Data for this task:
--- --- ---
Issue #618, opened 2021-02-12
Additional HVAC technologies


shorowit:
Allow more HVAC technologies:
- [ ] @yzhou601 PTAC/PTHP (HPXML inputs; performance map; 1, 2, variable speed; HVAC sizing)
- [ ] Electric radiant heating
- [ ] Steam boiler
- [ ] Ground-to-water heat pump (GSHP w/ hydronic distribution)
- [ ] Air-to-water heat pump
- [ ] [Absorption (e.g., gas-fired) heat pump](https://www.energy.gov/energysaver/heat-pump-systems/absorption-heat-pumps)
- [ ] Direct and direct-indirect evaporative coolers; expose effectiveness input?
- [ ] GSHP w/ horizontal slinky loop
- [ ] Commercial boiler (allow Thermal Efficiency (TE or Percent?) instead of AFUE)
- [ ] In-unit chiller (e.g., w/ baseboard or fan coil)

shorowit:
Will open separate tickets for each of these.

PR #650, opened 2021-03-10
PTAC/PTHP

yzhou601:
## Pull Request Description

Add capability to model PTAC and PTHP (#618).
Clean up hvac methods to make different system types more consistent in their modeling approach (curve, E+ object, etc).

## Checklist

Not all may apply:


yzhou601:
@shorowit I ran tests for room ac system where PTAC object is replaced by unitary system object, see the comparison:
image
The summary is:
1.  The unitary system combination is showing a very minor diff
2. Overall the minor diff is caused by a residual load being resolved by our ideal loads air system so the unitary system approach showed a slightly lower energy use. The output csv file shows this residual load existing in every hour where cooling loads are non-zero, so it looked to me that it can be caused by small convergence tolerance etc. in E+ airloop simulation.
3.  I think this minor diff is negligible, this results looks promising to our idea of combining these method and making our models more consistent.

shorowit:
@yzhou601 Great! Definitely looks good enough to continue w/ the unitary system. That's odd that there are slightly non-zero unmet loads for the unitary system, but not large enough to be concerning.

shorowit:
1. See if energy change due to different curves in @yzhou601's handful of test files is substantially caused by oversized capacity.
2. Consider creating a new branch where we change sample files to have more reasonable fixed capacities.
3. Perform window AC runs using HEScore historic buildings to understand changes.

yzhou601:
The remaining CI diffs are caused by curve variable min/max boundary changes

workflow/tests/hpxml_translator_test.rb
```diff
@@ -642,9 +643,16 @@ def _verify_outputs(rundir, hpxml_path, results, hpxml)
       if hpxml.hvac_distributions.select { |d| d.air_type.to_s == HPXML::AirTypeFanCoil }.size > 0
         next if err_line.include? 'In calculating the design coil UA for Coil:Cooling:Water' # Warning for unused cooling coil for fan coil
       end
+      if hpxml.cooling_systems.select { |c| c.cooling_system_type == HPXML::HVACTypeRoomAirConditioner }.size > 0
+        next if err_line.include? 'AirLoopHVAC:UnitarySystem = ROOM AC UNITARY SYSTEM' # Warning for unused heating coil
+      end
```
shorowit, line 648: Why are we now including a heating coil for a room AC? Is it possible to exclude it?

tasks.rb
```diff
@@ -401,6 +404,8 @@ def create_hpxmls
     'base-hvac-undersized.xml' => 'base.xml',
     'base-hvac-undersized-allow-increased-fixed-capacities.xml' => 'base-hvac-undersized.xml',
     'base-hvac-wall-furnace-elec-only.xml' => 'base.xml',
+    'base-hvac-ptac-electric-resistance.xml' => 'base.xml',
```
shorowit, line 407: I suggest splitting this up into two files:
- base-hvac-ptac.xml
- base-hvac-ptac-cooling-only.xml

Since the AHRI directory showed that the vast majority of PTACs include electric resistance heating, I'm suggesting that that be assumed in the base-hvac-ptac.xml file.

HPXMLtoOpenStudio/resources/EPvalidator.xml
```diff
@@ -631,8 +643,8 @@
   </sch:pattern>
 
   <sch:pattern>
-    <sch:title>[CoolingSystemType=RoomAC]</sch:title>
-    <sch:rule context='/h:HPXML/h:Building/h:BuildingDetails/h:Systems/h:HVAC/h:HVACPlant/h:CoolingSystem[h:CoolingSystemType="room air conditioner"]'>
+    <sch:title>[CoolingSystemType=RoomAC or CoolingSystemType=PTAC]</sch:title>
```
shorowit, line 646: Let's just shorten here (and other references) to "[CoolingSystemType=RoomAC or PTAC]"

tasks.rb
shorowit: I am hoping that the PTAC with cooling only will not need a `HeatingSystem` defined in the HPXML, is that right? (In contrast to forcing the user to have to create such a system but with capacity and fraction load served set to zero.)

shorowit (commented):
I haven't gotten through the PR in detail, but here are a few initial comments while scanning it.

HPXMLtoOpenStudio/resources/EPvalidator.xml
```diff
@@ -446,6 +446,18 @@
...
+    <sch:rule context='/h:HPXML/h:Building/h:BuildingDetails/h:Systems/h:HVAC/h:HVACPlant/h:HeatingSystem[h:HeatingSystemType/h:PackagedTerminalAirConditionerHeating]'>
+      <sch:assert role='ERROR' test='count(h:DistributionSystem) = 0'>Expected 0 element(s) for xpath: DistributionSystem</sch:assert>
+      <sch:assert role='ERROR' test='count(h:HeatingSystemFuel) = 1'>Expected 1 element(s) for xpath: HeatingSystemFuel</sch:assert>
+      <sch:assert role='ERROR' test='h:HeatingSystemFuel[text()="electricity"] or not(h:HeatingSystemFuel)'>Expected HeatingSystemFuel to be 'electricity'</sch:assert>
+      <sch:assert role='ERROR' test='count(h:HeatingCapacity) &lt;= 1'>Expected 0 or 1 element(s) for xpath: HeatingCapacity</sch:assert>
+      <sch:assert role='ERROR' test='count(h:AttachedToCoolingSystem) = 1'>Expected 1 element(s) for xpath: AttachedToCoolingSystem</sch:assert>
+      <sch:assert role='ERROR' test='count(../h:CoolingSystem/h:CoolingSystemType[text()="packaged terminal air conditioner"]) &gt;= 1'>Expected 1 or more element(s) for xpath: ../CoolingSystem/CoolingSystemType[text()="packaged terminal air conditioner"]</sch:assert>
```
shorowit, line 458: Nice check on cooling system type.

shorowit: I suggest exposing the heating efficiency (%) as an input rather than hard-coding it in hvac.rb.

HPXMLtoOpenStudio/resources/EPvalidator.xml
```diff
@@ -724,8 +736,8 @@
...
       <sch:assert role='ERROR' test='count(h:SystemIdentifier) = 1'>Expected 1 element(s) for xpath: SystemIdentifier</sch:assert>
       <sch:assert role='ERROR' test='count(../../h:HVACControl) = 1'>Expected 1 element(s) for xpath: ../../HVACControl</sch:assert> <!-- See [HVACControl] -->
-      <sch:assert role='ERROR' test='count(h:HeatPumpType) = 1'>Expected 1 element(s) for xpath: HeatPumpType</sch:assert> <!-- See [HeatPumpType=AirSource] or [HeatPumpType=MiniSplit] or [HeatPumpType=GroundSource] or [HeatPumpType=WaterLoop] -->
-      <sch:assert role='ERROR' test='h:HeatPumpType[text()="air-to-air" or text()="mini-split" or text()="ground-to-air" or text()="water-loop-to-air"] or not(h:HeatPumpType)'>Expected HeatPumpType to be 'air-to-air' or 'mini-split' or 'ground-to-air' or 'water-loop-to-air'</sch:assert>
+      <sch:assert role='ERROR' test='count(h:HeatPumpType) = 1'>Expected 1 element(s) for xpath: HeatPumpType</sch:assert> <!-- See [HeatPumpType=AirSource] or [HeatPumpType=MiniSplit] or [HeatPumpType=GroundSource] or [HeatPumpType=WaterLoop] or [HeatPumpType=WaterLoop] -->
```
shorowit, line 739: You accidentally added a second "[HeatPumpType=WaterLoop]" here instead of "[HeatPumpType=PTHP]". Also, it looks like you didn't actually add the code below that defines the PTHP inputs (e.g., EER/COP, SHR, capacity, etc.).

HPXMLtoOpenStudio/resources/hpxml.rb
```diff
@@ -2656,13 +2659,28 @@ def distribution_system
     end
 
     def attached_cooling_system
-      return if distribution_system.nil?
+      return if distribution_system.nil? && @cooling_system_idref.nil?
+
+      # by heating system's idref
+      if not @cooling_system_idref.nil?
+        if @heating_system_type != HVACTypePTACHeating
+          fail "Heating system type: #{@heating_system_type} should not be attached to a cooling system. Only PTAC allowed."
```
shorowit, line 2667: Can you add a test file and expected error message for this?

HPXMLtoOpenStudio/resources/hpxml_defaults.rb
```diff
@@ -562,6 +563,9 @@ def self.apply_hvac(hpxml, weather, convert_shared_systems)
       elsif heat_pump.heat_pump_type == HPXML::HVACTypeHeatPumpGroundToAir
         heat_pump.cooling_shr = 0.732
         heat_pump.cooling_shr_isdefaulted = true
+      elsif heat_pump.heat_pump_type == HPXML::HVACTypeHeatPumpPTHP
+        heat_pump.cooling_shr = 0.65 # Fixme: is it ok to use the same default as roomac and ptac?
```
shorowit, line 567: That seems reasonable to me. You can remove the comment.

HPXMLtoOpenStudio/resources/hvac.rb
```diff
@@ -1,98 +1,135 @@
...
+          obj_name = Constants.ObjectNameAirSourceHeatPump
+        elsif cooling_system.heat_pump_type == HPXML::HVACTypeHeatPumpMiniSplit
+          obj_name = Constants.ObjectNameMiniSplitHeatPump
+        elsif cooling_system.heat_pump_type == HPXML::HVACTypeHeatPumpPTHP
+          obj_name = Constants.ObjectNamePTHP
+          fan_watts_per_cfm = 0.0
+        else
+          fail "Unexpected heat pump type: #{cooling_system.heat_pump_type}."
+        end
+      else
```
shorowit, line 24: Use `elsif cooling_system.is_a? HPXML::CoolingSystem` here just to be safe.

HPXMLtoOpenStudio/resources/hvac.rb
```diff
@@ -1,98 +1,135 @@
...
+        end
+      end
+      # Cooling Coil
       clg_coil = create_dx_cooling_coil(model, obj_name, cooling_system)
       hvac_map[cooling_system.id] << clg_coil
+
+      clg_ap = cooling_system.additional_properties
+      num_speeds = clg_ap.num_speeds
+      clg_cfm = cooling_system.cooling_airflow_cfm
+    else
```
shorowit, line 54: Use `elsif heating_system.is_a? HPXML::HeatingSystem` here just to be safe.

HPXMLtoOpenStudio/resources/hvac.rb
```diff
@@ -1,98 +1,135 @@
...
+      obj_name = Constants.ObjectNameFurnace
+      num_speeds = 1
```
shorowit, line 56: Wrap this inside an `if heating_system.heating_system_type == HPXML::HVACTypeFurnace` just to be safe.

HPXMLtoOpenStudio/resources/hvac.rb
```diff
@@ -3060,7 +2905,9 @@ def self.set_heat_c_d(heating_system, num_speeds)
     htg_ap = heating_system.additional_properties
 
     # Degradation coefficient for heating
-    if num_speeds == 1
+    if (heating_system.is_a? HPXML::HeatPump) && (heating_system.heat_pump_type == HPXML::HVACTypeHeatPumpPTHP)
+      htg_ap.heat_c_d = 0.22 # Fixme: Is it correct to use the same c_d with cooling?
```
shorowit, line 2909: @jonwinkler Do you have a c_d recommendation for the heating side of a PTHP?

HPXMLtoOpenStudio/resources/hvac.rb
```diff
@@ -2946,14 +2786,17 @@ def self.create_dx_heating_coil(model, obj_name, heating_system)
...
+        else # PTHP
+          htg_coil.setRatedCOP(heating_system.heating_efficiency_cop)
+        end
+        if (htg_type != HPXML::HVACTypeHeatPumpPTHP) && (not htg_ap.crankcase_temp.nil?)
           htg_coil.setMaximumOutdoorDryBulbTemperatureforCrankcaseHeaterOperation(UnitConversions.convert(htg_ap.crankcase_temp, 'F', 'C'))
         end
         htg_coil.setRatedTotalHeatingCapacity(UnitConversions.convert(heating_system.heating_capacity, 'Btu/hr', 'W'))
         htg_coil.setRatedAirFlowRate(calc_rated_airflow(heating_system.heating_capacity, htg_ap.heat_rated_cfm_per_ton[0], 1.0))
-      else
+      else # Fixme: two speed PTHP?
```
shorowit, line 2799: What is the question?

HPXMLtoOpenStudio/resources/hvac.rb
```diff
@@ -4142,6 +4000,8 @@ def self.get_hpxml_hvac_systems(hpxml)
       heating_system = nil
       if is_central_air_conditioner_and_furnace(hpxml, cooling_system.attached_heating_system, cooling_system)
         heating_system = cooling_system.attached_heating_system
+      elsif is_ptac(hpxml, cooling_system.attached_heating_system, cooling_system)
+        heating_system = cooling_system.attached_heating_system
```
shorowit, line 4004: I'm confused as to why you don't have to skip the PTACHeating system inside the heating system loop below (like we do for AC+furnace).

HPXMLtoOpenStudio/resources/hvac.rb
```diff
@@ -4132,6 +3979,17 @@ def self.is_central_air_conditioner_and_furnace(hpxml, heating_system, cooling_s
     return true
   end
 
+  def self.is_ptac(hpxml, heating_system, cooling_system)
```
shorowit, line 3982: Perhaps it would make more sense to rename the `is_central_air_conditioner_and_furnace` method to something generic (like `is_attached_heating_and_cooling_systems`) and just incorporate this logic into it?

HPXMLtoOpenStudio/resources/hvac_sizing.rb
```diff
@@ -1539,8 +1541,8 @@ def self.apply_hvac_equipment_adjustments(hvac_sizing_values, weather, hvac, cfa
       end
       hvac_sizing_values.Heat_Airflow = calc_airflow_rate(hvac_sizing_values.Heat_Capacity, (hvac.SupplyAirTemp - @heat_setpoint))
 
-    elsif hvac.HeatType == HPXML::HVACTypeHeatPumpMiniSplit
-
+    elsif [HPXML::HVACTypeHeatPumpMiniSplit, HPXML::HVACTypeHeatPumpPTHP].include? hvac.HeatType
+      # Please review: should PTHP call process_heat_pump_adjustment?
```
shorowit, line 1545: Yes, pretty sure it should. Feel free to remove this comment.

HPXMLtoOpenStudio/resources/hvac_sizing.rb
```diff
@@ -1587,11 +1589,12 @@ def self.apply_hvac_equipment_adjustments(hvac_sizing_values, weather, hvac, cfa
 
       hvac_sizing_values.Heat_Airflow = calc_airflow_rate(hvac_sizing_values.Heat_Capacity, (hvac.SupplyAirTemp - @heat_setpoint))
 
-    elsif hvac.HeatType == HPXML::HVACTypeFurnace
+    elsif [HPXML::HVACTypeFurnace, HPXML::HVACTypePTACHeating].include? hvac.HeatType
 
       hvac_sizing_values.Heat_Capacity = hvac_sizing_values.Heat_Load
       hvac_sizing_values.Heat_Capacity_Supp = 0.0
 
+      # Is fan supposed to run at the same air flow rate in cooling and heating modes? Or a different air flow rate for each mode?
```
shorowit, line 1597: Different airflow rates seem appropriate. Feel free to remove this comment.

HPXMLtoOpenStudio/resources/hvac_sizing.rb
```diff
@@ -1998,6 +2001,8 @@ def self.process_heat_pump_adjustment(hvac_sizing_values, weather, hvac, totalCa
         hvac_sizing_values.Cool_Airflow = cfm_per_btuh * hvac_sizing_values.Cool_Capacity
       elsif hvac.HeatType == HPXML::HVACTypeHeatPumpMiniSplit
         hvac_sizing_values.Cool_Airflow = hvac.RatedCFMperTonCooling[-1] * hvac.CapacityRatioCooling[-1] * UnitConversions.convert(hvac_sizing_values.Cool_Capacity, 'Btu/hr', 'ton')
+      elsif hvac.HeatType == HPXML::HVACTypeHeatPumpPTHP
+        hvac_sizing_values.Cool_Airflow = hvac.RatedCFMperTonCooling[hvac.SizingSpeed] * UnitConversions.convert(hvac_sizing_values.Cool_Capacity, 'Btu/hr', 'ton')
```
shorowit, line 2005: Hmm. In comparing this to the MSHP code right above, A) why use `hvac.SizingSpeed` instead of `-1` and B) why not use `hvac.CapacityRatioCooling`?

workflow/sample_files/base-hvac-ptac-electric-resistance.xml
```diff
@@ -0,0 +1,518 @@
...
+              <HeatingCapacity>36000.0</HeatingCapacity>
+              <FractionHeatLoadServed>1.0</FractionHeatLoadServed>
+              <AttachedToCoolingSystem idref='CoolingPTAC'/>
+            </HeatingSystem>
+            <CoolingSystem>
+              <SystemIdentifier id='CoolingPTAC'/>
+              <CoolingSystemType>packaged terminal air conditioner</CoolingSystemType>
+              <CoolingSystemFuel>electricity</CoolingSystemFuel>
+              <CoolingCapacity>24000.0</CoolingCapacity>
+              <CompressorType>single stage</CompressorType>
```
shorowit, line 322: Is compressor type an input? It's not specified according to EPvalidator. Please ensure consistency of EPvalidator inputs, sample file inputs, inputs used by the model, and documentation.

shorowit (commented):
It's nice to see so much code removed from hvac.rb!

When reviewing the PR, I got confused as to whether Compressor Type (single vs two vs variable speed) is an intended input or not. If it is, can it be defaulted? The defaults for central AC are based on SEER, so I'm not clear how the defaults are being set based on EER here. 

Please also review the PR checklist items, this PR still needs documentation & changelog updates as well as unit tests in test_hvac.rb (and test_defaults.rb if any inputs are being defaulted).

HPXMLtoOpenStudio/resources/EPvalidator.xml
yzhou601: I think it is ended up like this because we're not sure how the ptac heating efficiency will be rated (eg. unit % or afue). Do you suggest we could simply accept %  or both (regarding to afue and % are modeled in the same way)?

yzhou601: I guess we can proceed with % since we only support electric resistance as ptac heating for now.

shorowit: > I guess we can proceed with % since we only support electric resistance as ptac heating for now.

👍 That was going to be my suggestion.

HPXMLtoOpenStudio/resources/hvac.rb
yzhou601: Sorry, should be quoted as `TODO:`

HPXMLtoOpenStudio/resources/hvac.rb
yzhou601: I think it is because I didn't add a function like apply_ptac_heating() being called at `add_heating_system` so it just jumped out of the `add_heating_system` after system type checks and didn't create duplicated systems. But it's absolutely a bug because it calculates the sequential loads multiple times, so it will go wrong for multiple systems. Added to the `base-hvac-multiple.xml` and verified this bug.

HPXMLtoOpenStudio/resources/hvac_sizing.rb
yzhou601: I was using the same equation as PTAC for PTHP, but for now these two are equivalent in results since we only model single speed systems. Changed to be the same as MSHP for simplicity.

workflow/sample_files/base-hvac-ptac-electric-resistance.xml
yzhou601: We can only allow single speed for now (default it to single speed)

HPXMLtoOpenStudio/resources/hpxml.rb
yzhou601: I added a test file with furnace pointing to the central AC cooling system. This makes me wonder whether we should link heating and cooling systems in a more consistent way. So for now, PTAC cooling and heating is connected by the cooling system idref, but central ac and furnace are connected by distribution systems. Later we might allow ptac/pthp to be ducted (though from our previous conclusion it is rare, right?), in that case, if we retain the logic of using cooling system idref, will it look confusing if we don't allow furnace+ac to be connected in this way?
--- --- ---
Work to be completed: Take every line from the data that includes the word "free".

Expected answer:
shorowit, line 1545: Yes, pretty sure it should. Feel free to remove this comment.
shorowit, line 1597: Different airflow rates seem appropriate. Feel free to remove this comment.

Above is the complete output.